Levi's Stadium was one of 16 venues which hosted matches during the 2026 FIFA World Cup. It was one of eleven US venues for the tournament and was also one of two venues in California which was hosting matches, the other being SoFi Stadium in Los Angeles. During the event, the stadium was temporarily renamed to San Francisco Bay Area Stadium in accordance with FIFA's policy on corporate-sponsored names and the Levi's branding and logos throughout the venue were covered or removed for the duration of the tournament. The stadium hosted six matches: five group stage matches and one round of 32 match, which saw the United States advance to the Round of 16.

| Date | Time (UTC−7) | Team #1 | Res. | Team #2 | Round | Attendance |
|---|---|---|---|---|---|---|
| June 13, 2026 | 12:00 | Qatar | 1–1 | Switzerland | Group B | 67,966 |
| June 16, 2026 | 21:00 | Austria | 3–1 | Jordan | Group J | 68,527 |
| June 19, 2026 | 20:00 | Turkey | 0–1 | Paraguay | Group D | 68,827 |
| June 22, 2026 | 20:00 | Jordan | 1–2 | Algeria | Group J | 68,371 |
| June 25, 2026 | 19:00 | Paraguay | 0–0 | Australia | Group D | 68,827 |
| July 1, 2026 | 17:00 | United States | 2–0 | Bosnia and Herzegovina | Round of 32 | 68,827 |

===College football===
Levi's Stadium has hosted numerous college football games.
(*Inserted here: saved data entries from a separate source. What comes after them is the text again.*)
Issue #6261, opened 2026-04-03
Support commit_status and pull_request_comment actions for non-GitHub providers


krrish175-byte:
### Please describe the enhancement

Currently, the commit_status and pull_request_comment alert and remediation engines are hardcoded to rely on the GitHub provider interface (provinfv1.GitHub). If a rule is evaluated against a non-GitHub provider (such as GitLab or BitBucket), the engine logs a debug message ("provider is not a GitHub provider. Silently skipping alerts.") and falls back to a NoopAlert / NoopRemediate.

While this safely prevents engine panics, it leaves users without pull request feedback support on other Git platforms and silently swallows intended operations.

### Solution Proposal

We should decouple these actions from github.RepoStatus and github.PullRequestReviewRequest structs so they can operate under a generic provider interface. The evaluation engines should dynamically call the appropriate provider's PR comment or status check APIs based on the active provider context, allowing commit_status and pull_request_comment to work universally across all supported version control providers.

### Describe alternatives you've considered

- **Explicit Validation**: Continue skipping gracefully with NoopAlert/NoopRemediate, but throw a validation error during profile creation if a user explicitly configures these actions on a profile bound to a non-GitHub provider.
- **Specific Action Types**: Create provider-specific action types (e.g. github_commit_status, gitlab_commit_status), although this harms the reusability of rules.

### Additional context

Spun off from PR review feedback in #5977. Related code locations (e.g., internal/engine/actions/alert/alert.go):

```go
client, err := provinfv1.As[provinfv1.GitHub](provider)
if err != nil {
	zerolog.Ctx(ctx).Debug().Str("rule-type", ruletype.GetName()).
		Msg("provider is not a GitHub provider. Silently skipping alerts.")
	return noop.NewNoopAlert(ActionType)
}
```

### Acceptance Criteria

- commit_status and pull_request_comment actions function correctly when applied to a GitLab (or other supported non-GitHub) provider without failing or silently skipping.
- Generic interfaces are used to pass PR feedback payloads to the underlying VCS provider instead of directly casting to provinfv1.GitHub.

PR #6262, opened 2026-04-03
Decouple PR feedback actions from GitHub-specific provider

krrish175-byte:
# Summary

This PR introduces provider-agnostic [CommitStatusPublisher](cci:2://file:///Users/krrishbiswas/Desktop/LFX/minder/pkg/providers/v1/providers.go:188:0-192:1) and [ReviewPublisher](cci:2://file:///Users/krrishbiswas/Desktop/LFX/minder/pkg/providers/v1/providers.go:195:0-201:1) interfaces in `pkg/providers/v1`, decoupling the `commit_status` alert action and `pull_request_comment` alert/remediate action from the hardcoded `provinfv1.GitHub` interface.

Previously, both actions had a silent fallback to `NoopAlert`/`NoopRemediate` with the misleading log message `"provider is not a GitHub provider"` when used with any non-GitHub provider. This change replaces the GitHub-specific type assertions with generic interface casts, improving extensibility for future VCS providers (e.g. GitLab).

**Key changes:**
- Added `CommitStatus` and `Review` provider-agnostic DTOs to `pkg/providers/v1`
- Added `CommitStatusPublisher` and `ReviewPublisher` interfaces
- Implemented `PublishCommitStatus`, `PublishReview`, and `DismissPublishedReview` adapter methods on the GitHub client
- Refactored `commit_status` and `pull_request_comment` actions to cast to the new generic interfaces
- Updated `alert.go` and `remediate.go` to use the new interfaces with accurate error messages
- Regenerated mocks and updated unit tests to use `MockCommitStatusPublisher`/`MockReviewPublisher`

# Testing

- Ran `go build ./...` — builds cleanly with no errors
- Ran `go test ./internal/engine/actions/...` — all 8 packages pass:
  - `alert/commit_status` 
  - `alert/pull_request_comment` 
  - `alert/security_advisory` 
  - `remediate`  and all sub-packages 
- Verified compile-time assertions (`var _ provifv1.CommitStatusPublisher = (*GitHub)(nil)`) fail at compile time if the methods are missing — they pass, confirming correct implementation
- Existing engines (`vulncheck`, `homoglyphs`, `trusty`) that use `GitHub.CreateReview` / `GitHub.SetCommitStatus` directly are fully unaffected


evankanderson (commented):
The `commit_status` isn't used yet, correct?  I thought in #6261 we were trying to decide between "commit status" and "check runs" APIs.

proto/minder/v1/minder.proto
```diff
@@ -2800,9 +2800,13 @@ message RuleType {
...
 
         message Remediate {
+            // type is the type of the remediation.
+            // * 'rest' can be used with any entity type.
+            // * 'gh_branch_protection' and 'pull_request' can only be used with the 'repository' entity type.
+            // * 'pull_request_comment' can only be used with the 'pull_request' entity type.
             string type = 1 [
                 (buf.validate.field).string = {
-                    in: ["rest", "gh_branch_protection", "pull_request"],
+                    in: ["rest", "gh_branch_protection", "pull_request", "pull_request_comment"],
```
evankanderson, line 2809: This is part of #6261 , right?

pkg/providers/v1/providers.go
```diff
@@ -153,6 +153,54 @@ type ArtifactProvider interface {
...
+	// Body is the content of the PR review comment
+	Body string
+}
+
+// CommitStatusPublisher is the interface for providers that can publish commit statuses
+type CommitStatusPublisher interface {
+	Provider
+	// PublishCommitStatus creates or updates a commit status
+	PublishCommitStatus(ctx context.Context, owner, repo, ref string, status *CommitStatus) error
+}
```
evankanderson, line 181: Why not reuse `SetCommitStatus` from the `GitHub` interface.  That way, anything which implements "GitHub" also implements "CommitStatusPublisher" automatically?

pkg/providers/v1/providers.go
```diff
@@ -153,6 +153,54 @@ type ArtifactProvider interface {
...
+
+// ReviewPublisher is the interface for providers that can publish PR reviews
+type ReviewPublisher interface {
+	Provider
+	// PublishReview creates a review on the given pull request
+	PublishReview(ctx context.Context, owner, repo string, prNumber int, review *Review) error
+	// DismissPublishedReview dismisses an existing review on the given pull request
+	DismissPublishedReview(ctx context.Context, owner, repo string, prNumber int, reviewID int64, message string) error
+}
```
evankanderson, line 201: There's probably a lot of common logic in publishing a review (`ListReviews`, `DismissReview`, `CreateReview`, and `UpdateReview`, possibly along with `GetPullRequest`).

It seems like the pattern of "list reviews, look for review with magic comment, update if present, otherwise create review" is probably common across providers, so I'd tend to expose ("hoist") those endpoints from the GitHub API to a subset for `ReviewPublisher`.

internal/engine/actions/alert/pull_request_comment/pull_request_comment.go
```diff
@@ -140,33 +140,20 @@ func (alert *Alert) run(ctx context.Context, params *paramsPR, cmd interfaces.Ac
...
-
-		r, err := alert.gh.CreateReview(
-			ctx,
-			params.Owner,
-			params.Repo,
-			params.Number,
-			review,
-		)
-		if err != nil {
+		if err := alert.gh.PublishReview(ctx, params.Owner, params.Repo, params.Number,
```
evankanderson: It would be great to have this action work like the Trusty / OSV reviews:

* If the rule hasn't commented on the PR before, publish a comment.
* If the rule *has* commented on the PR before, update the existing comment.
* If the rule is passing, delete the previous comment on the PR **for that rule**

(Yes, this is a bit more complex than the current logic -- feel free to defer that to another issue, but I think the `ReviewPublisher` interface should support that.)

We should also allow the remediation to use at least the `REQUEST_CHANGES` or `COMMENT` events (defaulting to `COMMENT`).  There should be some way to wire in output from the rule to both `body` and `event`.  In the future, we should figure out how to populate the `comments` array from outputs as well, but I think we can hold that for another PR.

evankanderson (commented):
Thanks for starting this!  Can we have this PR just focus on `pull_request_comment`?  I've made a few suggestions that may be scope creep (templating in body and event); feel free to separate them out into their own PR.

test_output.txt
evankanderson, line 1: This is an accidental include, right?  I generally try to put this type of output to `/tmp` or `~/tmp` to avoid accidentally including it with e.g. `git add .`

evankanderson (commented):
Will review more tomorrow, this is about +1500 LOC, and that's not all auto-generated.

test_output.txt
krrish175-byte: Ahh, my bad. Yep, I accidentally added this txt file. Thanks for the solution

go.mod
```diff
@@ -10,7 +10,7 @@ require (
 	github.com/ThreeDotsLabs/watermill-sql/v3 v3.1.0
 	github.com/alexdrl/zerowater v0.0.3
 	github.com/aws/aws-sdk-go-v2 v1.41.2
-	github.com/aws/aws-sdk-go-v2/config v1.32.7
+	github.com/aws/aws-sdk-go-v2/config v1.32.5
```
evankanderson, line 13: It looks like you tried to do a rebase here and ended up losing changes to `go mod`.  I'd suggest simply reverting these files via `git checkout upstream/main go.*` and then running `go mod tidy`.

proto/minder/v1/minder.proto
```diff
@@ -2927,12 +2935,20 @@ message RuleType {
...
 
             message AlertTypePRComment {
+                // review_message is the message to post in the PR review.
                 string review_message = 1 [
                     (buf.validate.field).string = {
                         max_len: 65536,
                     },
                     (google.api.field_behavior) = REQUIRED
                 ];
+                // review_event is the event to use for the PR review (COMMENT or REQUEST_CHANGES).
```
evankanderson: I feel like "review event" is a bit of a weird name.  What about `block_commit` or something along those lines?

Also, our other string-as-enum values are lowercase.  Rather than directly mirroring the GitHub API (which might be different for e.g. GitLab in the future), let's name things based on the intent.

```yaml
pull_request_comment:
  review_message: "..."
  block_commit: "advise-only"  # or "require-changes"
```

I'm not attached to the exact wording, but it should be clear looking at the YAML what the result of the alert / remediation will be.

internal/engine/actions/remediate/remediate.go
```diff
@@ -67,6 +68,17 @@ func NewRuleRemediator(
 
 		return pull_request.NewPullRequestRemediate(
 			ActionType, remediate.GetPullRequest(), client, setting)
+	case pull_request_comment.AlertType:
+		client, err := provinfv1.As[provinfv1.ReviewPublisher](provider)
+		if err != nil {
+			return nil, errors.New("provider does not support publishing pull request reviews")
```
evankanderson: Given the regularity of the other error messages, let's call this the "pull_request_comment trait":

```suggestion
			return nil, errors.New("provider does not implement pull_request_comment trait")
```

(Alternatively, we could call it the `pr-review` trait; I'd simply say "review", but that feels a bit too broad as a name to be clear.)

internal/engine/actions/alert/commit_status/commit_status_test.go
evankanderson, line 1: This empty file is producing an error (which screws up the test reporting):

```
# github.com/mindersec/minder/internal/engine/actions/alert/commit_status
internal/engine/actions/alert/commit_status/commit_status_test.go:1:1: expected 'package', found 'EOF'
FAIL    github.com/mindersec/minder/internal/engine/actions/alert/commit_status [setup failed]
```

internal/engine/actions/alert/pull_request_comment/pull_request_comment.go
```diff
@@ -135,75 +139,99 @@ func (alert *Alert) Do(
...
+		if existingReview != nil {
+			reviewID = existingReview.GetID()
+			if _, err := alert.gh.UpdateReview(ctx, params.Owner, params.Repo, params.Number, reviewID, params.Comment); err != nil {
+				return nil, fmt.Errorf("error updating PR review: %w, %w", err, enginerr.ErrActionFailed)
+			}
+			logger.Info().Int64("review_id", reviewID).Msg("PR review updated")
+		} else {
+			req := &github.PullRequestReviewRequest{
+				Body:  github.String(params.Comment),
+				Event: github.String(params.Event),
```
evankanderson, line 167: IMO, we should translate from our API to the GitHub constants here, rather than leaking GitHub's constants into the API.

evankanderson: (It's interesting that you can't change the `event` from `REQUEST_CHANGES` to `COMMENT` after posting.)

internal/engine/actions/alert/pull_request_comment/pull_request_comment.go
```diff
@@ -135,75 +139,99 @@ func (alert *Alert) Do(
...
+			}
+			reviewID = review.GetID()
+			logger.Info().Int64("review_id", reviewID).Msg("PR review created")
 		}
 
+		now := time.Now()
 		newMeta, err := json.Marshal(alertMetadata{
-			ReviewID:       strconv.FormatInt(r.GetID(), 10),
-			SubmittedAt:    r.SubmittedAt.GetTime(),
-			PullRequestUrl: r.PullRequestURL,
```
evankanderson, line 164: Why did we remove PullRequestUrl?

The first college game played there was an October 2014 regular season game between the Oregon Ducks and the California Golden Bears, in which Oregon won. The stadium was the home of the Redbox Bowl (formerly the Foster Farms Bowl) and it served as the host for the Pac-12 Championship Game from 2014 through 2019. In January 2019, Levi's Stadium hosted the 2019 College Football Playoff National Championship, marking the first time the College Football Playoff title game was played there.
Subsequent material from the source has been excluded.